Aim of the exercise: Report how many lines in the records carry the string "toggle", and give no further text.

*** Excerpted data

PR #338, opened 2025-04-09
added unnamed-shell to showcase

brainlessbitch:
added [unnamed-shell](https://codeberg.org/bunbun/unnamed-shell) to showcase


brainlessbitch:
nooo, github doesn't let me cover my stupid mistakes

docs/public/showcase/unnamed-shell.webp
Aylur, line 1: I’d prefer not to put anything on the site that could be seen as controversial and a red five-pointed star is mostly associated with politics.
Would you mind changing it to something else or having the other window over the symbol?

brainlessbitch: how is it associated with politics? it's a symbol from paganism, i can do a screenshot without it, but i'd like a more in depth reason if you can give one

Aylur: Its a symbol commonly associated with communism

PR #345, opened 2025-04-23
fix(gjs/binding): check if signal is connected with `#emmiter` before disconnecting 

retrozinndev:
This checks if the binding signal is connected to `#emmiter` before disconnecting it.
It avoids warnings like this:
```
GLib-GObject-CRITICAL **: 15:37:19.666: ../glib/gobject/gsignal.c:2699: instance '0x60b2885cf340' has no handler with id '243'
```


retrozinndev:
Thanks!

PR #362, opened 2025-05-27
fix: stop_poll and arg assumption

PandeCode:
Fixed bug with variable:stop_poll
Assumption that arg is always defined, custom interpreters and runtimes like debuggers may alter this.


Aylur:
FYI the lua lib will be migrated out of this repo and won't be supported anymore.
See https://github.com/Aylur/ags/pull/685

Aylur:
You might want to open this issue over at https://github.com/tokyob0t/astal-lua

PR #407, opened 2025-10-06
Notifd update

### LINKED ISSUE #26: How to send notifications
Similar to [`Utils.notify`](https://github.com/Aylur/ags/blob/cd543afec4d9ed708990e5ba52184716809bf248/src/utils/notify.ts)

Aylur:
This update should avoid crashes and lockups when working with large number of notifications.

# Breaking changes

- `Notification.get_str_hint()` and `Notification.get_bool_hint()` are removed: use `Notification.get_hint().get_string()` and `Notification.get_hint().get_boolean()` respectively

# Changes

- use gschema instead of json files
- debounce caching
- drop json-glib and use gvariants between the daemon and proxy
- change Action struct to a class
- `send_notification` function
- `dont_ignore` and `ignore_timeout` are not persistent 

# New Features

It is now possible to send notifications using this library.

Vala example:

```vala
public async void fn() {
    var n = new Notification() {
        app_name = "My Awesome app",
        summary = "Hello There!",
        app_icon = "dialog-information-symbolic",
        image = "/path/to/an/image.png",
    };

    n.add_action(new Action("id1", "Click Me"));
    n.set_hint("custom-hint", new Variant.string("custom hint value"));

    n.invoked.connect((action_id) => {
            if (action_id == "id1") {
                print("action has been invoked\n");
            }
            n.dismiss();
        });

    try {
        yield send_notification(n);
    } catch (Error error) {
        critical(error.message);
    }
}
```

close #26


linde12:
@Aylur am i correct in that DontDisturb was removed in a7bf244e8341ae7779442d45cfdd8bc1944a6039?

I'm using Hyprpanel and had written a small application to disable notifications while screensharing. I saw that Hyprpanel had added a `set_dont_disturb` method to org.freedekstop.Notifications which i was using.

If i read correctly, this is now removed - is there any other way i can set/unset the DND? I tried `astal-notifd -t` (which is not exactly what i'm looking for, i want to set true/false not just toggle) but it did not do anything (v0.1.0, maybe bug?)

I would love to be able to set it through some dbus interface.

Aylur:
Settings have moved to dconf and as a result the dbus method has been also removed (it only existed because it was a hack to sync up notifd instances).
You can still still toggle it in code with https://aylur.github.io/libastal/notifd/property.Notifd.dont-disturb.html.
You can set it using dconf from cli `dconf write /io/astal/notifd/dont-disturb true`

PR #417, opened 2025-10-31
fix(nix): 'wrapGAppsHook' has been renamed to/replaced by 'wrapGAppsHook3'

knoopx:


ExtraBytez:
I should really read the open PRs before trying to do it myself i was literally writing this thanks for doing it!

knoopx:
btw ags flake lock file needs to be updated again so it picks the new astal with the fixes https://github.com/Aylur/ags/pull/782

PR #420, opened 2025-11-05
feat(network): add access-point-added/-removed signals to wifi

kotontrion:
This PR adds `access-point-added` and `access-point-removed` signals to the AstalNetwork.Wifi object, which allows adding/removing eg items from a Gtk.ListBox without removing and readding all of them or manually diffing the list, which would be needed in languages other than js with gnim.

Also makes the `AstalNetwork.AccessPoint.ap` property public to give the user more possibilities, eg for creating new connections, which aren't a simple password. Otherwise you would need to use libnm directly to get the Nm.AccessPoint and the match that to the AstalNetwork.AccessPoint.

### DIFF
--- a/lib/network/src/accesspoint.vala
+++ b/lib/network/src/accesspoint.vala
@@ -1,6 +1,6 @@
 public class AstalNetwork.AccessPoint : Object {
     private Wifi wifi;
-    private NM.AccessPoint ap;
+    public NM.AccessPoint ap;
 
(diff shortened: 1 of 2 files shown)


ARKye03:
Please merge this, that way I can finally drop my libnm wrapper😭

Aylur:
We could also have the wifi and wired classes implement ListModel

******

Solution below: 2